# Problem integrating Iridient Developer with LR



## mrirad (Aug 6, 2014)

Mac OS Mavericks
LR 5.5
Iridient Developer 2.4.4

I have added Iridient Developer as an external editor to LR. When I select an image to edit, right click and select "edit in Iridient Developer", the selected image is copied but the actual image sent to the editor is the first one in that folder. Same problem on multiple computers. I can send to Nik or PS no problem. I have restarted computer, fixed permissions, reinstalled Iridient and re added it as an external editor. Iridient works fine if I export the image to a folder/desktop and edit it with the developer. Tech support for Iridient was of no help and said integration in their hands works fine.

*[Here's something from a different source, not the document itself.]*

Issue #540, opened 2023-11-21
Multi threading bug in tracef()


just-now:
In multi-threading environment, using static quantifier in line 22 near by `static char _msg[1024]; ` may cause data corruption. It's worth removing `static`.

Any thoughts?


----------



## Victoria Bampton (Aug 7, 2014)

Hi mrirad, welcome to the forum!

Are you not wanting to send an original raw file to Iridient instead of a TIFF?  If so, you might find John's plug-in helpful: http://www.beardsworth.co.uk/lightroom/open-directly/


----------



## mrirad (Aug 8, 2014)

Victoria Bampton said:


> Hi mrirad, welcome to the forum!
> 
> Are you not wanting to send an original raw file to Iridient instead of a TIFF?  If so, you might find John's plug-in helpful: http://www.beardsworth.co.uk/lightroom/open-directly/



Victoria, That is a very good suggestion. Thanks! I will try this. - steve


----------